Forexpros – Crude oil futures were little changed in early European trade on Friday, as investors speculated China will implement fresh stimulus measures to boost the economy and after the U.S. tightened sanctions on Iran.
Official data showed earlier that China’s economy grew 7.6% in the second quarter, in line with expectations and following 8.1% growth in the first three months of 2012.
The data also marked the slowest pace of Chinese economic growth in three years, prompting investors to speculate that the country may add stimulus measures to shore up growth.
Separate reports showed that fixed asset investment in China rose 20.4% in June, beating expectations for a 20% increase, while industrial production advanced 9.5% in June, slightly below expectations for a 9.8% rise.
The Asian nation is the world’s second largest oil consumer after the U.S. and has been the engine of strengthening demand.
On the New York Mercantile Exchange, light sweet crude futures for delivery in August traded at USD86.08 a barrel during European morning trade, easing 0.01%.
Oil prices came under pressure on Thursday, after the minutes of the Federal Reserve’s latest policy meeting disappointed expectations for further easing to boost growth in the U.S.
The minutes of the central bank’s June policy-setting meeting revealed that only a few board members thought that more asset purchases would be necessary. Several other officials indicated that more action could be warranted if growth slows, risks intensified or if inflation seemed likely to fall “persistently” below their goal.

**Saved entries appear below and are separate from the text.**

PR #3942, opened 2022-06-15
Add support for DITA 2.0 split chunking

jelovirt:

## Description
Add support for DITA 2.0 split chunking

## Motivation and Context
Implement DITA 2.0 chunking.

## How Has This Been Tested?
New tests for split and existing tests for regression bugs.

## Type of Changes

TBS

### DIFF
--- a/src/main/config/messages_template.xml
+++ b/src/main/config/messages_template.xml
@@ -437,6 +437,16 @@ See the accompanying LICENSE file for applicable license.
     <response>Use '%2' instead.</response>
   </message>
 
+  <message id="DOTJ086W" type="WARN">
+    <reason>Split chunk attribute found on '&lt;%1>' element that does not reference a topic.</reason>
+    <response>Ignoring chunk operation.</response>
+  </message>
+
+  <message id="DOTJ087W" type="WARN">
+    <reason>Found chunk attribute with value '%1' inside combine chunk.</reason>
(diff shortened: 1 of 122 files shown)


src/main/config/messages_template.xml
```diff
@@ -437,6 +437,16 @@ See the accompanying LICENSE file for applicable license.
...
   </message>
 
+  <message id="DOTJ086W" type="WARN">
+    <reason>Split chunk attribute found on '%1' element that does not reference a topic.</reason>
+    <response>Ignoring chunk operation.</response>
+  </message>
+
+  <message id="DOTJ087W" type="WARN">
+    <reason>Found chunk attribute with value '%1' inside combine chunk.</reason>
+    <response>Ignoring chunk operation.</response>
```
jelovirt, line 447: @infotexture Do you want to come up with better copy?

* `DOTJ086W` is a case where `chunk="split"` is set on `<topicref>` that doesn't have `@href` attribute, or on `<topicgroup>` or `<topichead>`. Per spec, [figure 2](https://nervous-franklin-bfb551.netlify.app/archSpec/base/example-chunk-ignored.html)
* `DOTJ087W` is case where `@chunk` is set on a descendant element of `<topicref>` that already has `chunk="combine"`. [figure 1](https://nervous-franklin-bfb551.netlify.app/archSpec/base/example-chunk-ignored.html)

The U.S. is the world’s biggest oil-consuming country, responsible for almost 22% of global oil demand.
Meanwhile, investors remained cautious after Moody’s rating agency downgraded late Thursday Italy’s credit rating to near-junk status just ahead of a bond auction later in the day, threatening to spark fresh fears over the debt crisis in the euro zone.

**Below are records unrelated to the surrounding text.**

PR #3951, opened 2022-06-24
do not call dita-ot:matches-linktext-class() for <prop> or <revprop>

### LINKED ISSUE #3814: Transformation fails if <topicref> has @rev and references filtered-out topic
## Expected Behavior
If I have a `<topicref>` with `@rev` defined in a map:

```xml
<map>
  <title>Map</title>
  <topicref href="topic2.dita" rev="1.0"/>
</map>
```

and that topic's content is hidden using `@props` (or other exclusion filtering):

```xml
<topic id="topic2_id" rev="1.0" props="hide">
  <title>Topic 2</title>
  <body>
    <!-- ... -->
  </body>
</topic>
```

and the content is published with a filter that highlights `@rev` content _and_ excludes `@props` content:

```shell
dita -i map.ditamap -f html5 -filter filter_props_rev.ditaval
```

then map publishing should complete, although messages should be issued for topics with filtered content as expected.

## Actual Behavior
In this case, the XSLT processing goes down an unhandled path, with transformation failing as follows:

```
[move-meta] Error evaluating (fn:not(...)) in xsl:when/@test on line 810 column 68 of mappullImpl.xsl:
[move-meta]   XPTY0004: An empty sequence is not allowed as the first argument of
[move-meta]   dita-ot:matches-linktext-class(). Found while atomizing the first operand of '='
[move-meta] at template getmetadata on line 1037 of mappullImpl.xsl:
[move-meta]      invoked by xsl:call-template at file:/home/chrispy/dita-ot/plugins/org.dita.base/xsl/preprocess/mappullImpl.xsl#790
[move-meta] at template get-stuff on line 692 of mappullImpl.xsl:
[move-meta]      invoked by xsl:call-template at file:/home/chrispy/dita-ot/plugins/org.dita.base/xsl/preprocess/mappullImpl.xsl#179
[move-meta]   In template rule with match="*[fn:contains(...)]" on line 80 of mappullImpl.xsl
[move-meta]      invoked by xsl:apply-templates at file:/home/chrispy/dita-ot/plugins/org.dita.base/xsl/preprocess/mappullImpl.xsl#1148
[move-meta]   In template rule with match="*[fn:contains(...)]" on line 1146 of mappullImpl.xsl
[move-meta]      invoked by built-in template rule (text-only)
Error: Failed to run pipeline: Failed to transform document: An empty sequence is not allowed as the first argument of dita-ot:matches-linktext-class(). Found while atomizing the first operand of '='
```

This failure only occurs when the DITAVAL applies `@revprop` highlighting to `@rev` attributes, _and_ a map `<topicref>` attempts to apply `@rev` highlighting to a filtered-out topic.

## Possible Solution
I will add something here when I've looked into the XSLT code more closely.

## Steps to Reproduce
Download the attached testcase:

[testcase.zip](https://github.com/dita-ot/dita-ot/files/7412543/testcase.zip)

then run:

```shell
# this fails - excludes @props content, applies @rev highlighting
dita -i map.ditamap -f html5 -filter filter_props_rev.ditaval

# this completes - excludes @props content, no @rev highlighting
dita -i map.ditamap -f html5 -filter filter_props_norev.ditaval
```

## Environment

* DITA-OT version: 3.6.1
* Operating system and version: Ubuntu 20.04

chrispy-snps:

## Description
This change ensures that `dita-ot:matches-linktext-class()` is not called with an empty sequence, which causes the function to fail with an exception because it requires a `@class` attribute as input.

`<prop>` and `<revprop>` elements do not have a `@class` attribute. The current code can inadvertently try to evaluate their `@class` attribute with this function, causing the issue.

## Motivation and Context
This fixes #3814.

## How Has This Been Tested?
This fix resolves the following four code paths that previously failed:

```
<topicref href="NOTFOUND.dita" rev="1.0"/>
<topicref href="topic.pdf" rev="1.0" scope="external" format="pdf"/>
<topicref href="topic.dita" rev="1.0" scope="peer"/>
<topicref href="topic.dita" rev="1.0" scope="external"/>
```

It was also tested by running `./gradlew test`.

## Type of Changes

The code paths related to the four cases above were updated to avoid calling the function with an empty sequence. Other approaches are described in #3814, but this change seemed the most precise.

This change introduces no compatibility issues. For documentation, a release notes mention is sufficient.

## Checklist

I do not know Java; can someone update unit tests to include this condition? Any map including the four constructs above is sufficient, along with a DITAVAL file that highlights `@rev`:

```
<val>
   <!-- highlight @rev revisions -->
   <revprop action="flag" backcolor="#FEFEE1"/>
</val>
```

### DIFF
--- a/src/main/plugins/org.dita.base/xsl/preprocess/mappullImpl.xsl
+++ b/src/main/plugins/org.dita.base/xsl/preprocess/mappullImpl.xsl
@@ -587,8 +587,8 @@ Other modes can be found within the code, and may or may not prove useful for ov
           <xsl:when test="*[contains(@class, ' map/topicmeta ')]/*[contains(@class, ' topic/navtitle ')]">
             <xsl:copy-of select="*[contains(@class, ' map/topicmeta ')]/*[contains(@class, ' topic/navtitle ')]/node()"/>
           </xsl:when>
-          <xsl:when test="*/*[dita-ot:matches-linktext-class(@class)]">
-            <xsl:value-of select="*/*[dita-ot:matches-linktext-class(@class)]"/>
+          <xsl:when test="*/*[@class][dita-ot:matches-linktext-class(@class)]">
+            <xsl:value-of select="*/*[@class][dita-ot:matches-linktext-class(@class)]"/>
           </xsl:when>
           <xsl:otherwise>
             <xsl:value-of select="@href"/>
@@ -604,8 +604,8 @@ Other modes can be found within the code, and may or may not prove useful for ov
           <xsl:when test="@navtitle">
             <xsl:value-of select="@navtitle"/>
           </xsl:when>
-          <xsl:when test="*/*[dita-ot:matches-linktext-class(@class)]">
-            <xsl:value-of select="*/*[dita-ot:matches-linktext-class(@class)]"/>
+          <xsl:when test="*/*[@class][dita-ot:matches-linktext-class(@class)]">
+            <xsl:value-of select="*/*[@class][dita-ot:matches-linktext-class(@class)]"/>
           </xsl:when>
           <xsl:otherwise>#none#</xsl:otherwise>
         </xsl:choose>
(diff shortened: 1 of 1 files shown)


robander:
Wonder if we should update these 3 functions to make the passed in `@class` value optional, and return false if the value is empty? https://github.com/dita-ot/dita-ot/blob/9d0ad7495db0240ef7acee99b3593368acd90a89/src/main/plugins/org.dita.base/xsl/common/functions.xsl#L19-L32

That would fix all similar calls to this function, not just the ones hit in the original commit

chrispy-snps:
@robander - is there any change you'd like to see here to consider this for 3.7.4?

jelovirt:
IMO the correct fix is to change those functions to allow empty sequence as parameter. Will make this change in another PR.

chrispy-snps:
@jelovirt - or, I can cancel this PR and you or I can add the `?` to the function parameter in a separate PR. (Or I can redo and force-push this one to do that.)

Any approach is fine with me. :)

jelovirt:
Replaced by #4028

Markets also remained nervous after the head of Italy’s business group warned on Thursday that Italy’s economy will shrink by more than 2.4% this year, a deeper contraction than previously expected.
Lingering concern over the deteriorating situation in Spain following Wednesday’s announcement of EUR65 billion in new austerity measures also weighed.
Market analysts warned that the fresh budget cuts were likely to drag Spain’s economy deeper in to a recession.
Elsewhere, on the ICE Futures Exchange, Brent oil futures for August delivery rose 0.10% to trade at 101.80 a barrel, with the spread between the Brent and crude contracts standing at USD15.72.
London-traded Brent prices rallied to a three-week high of USD102.33 a barrel on July 5.
Brent prices have been well-supported in recent sessions amid concerns over tightening supplies from Norway. The launch of Western-led sanctions targeting Iranian oil exports on July 1 has also been lending support.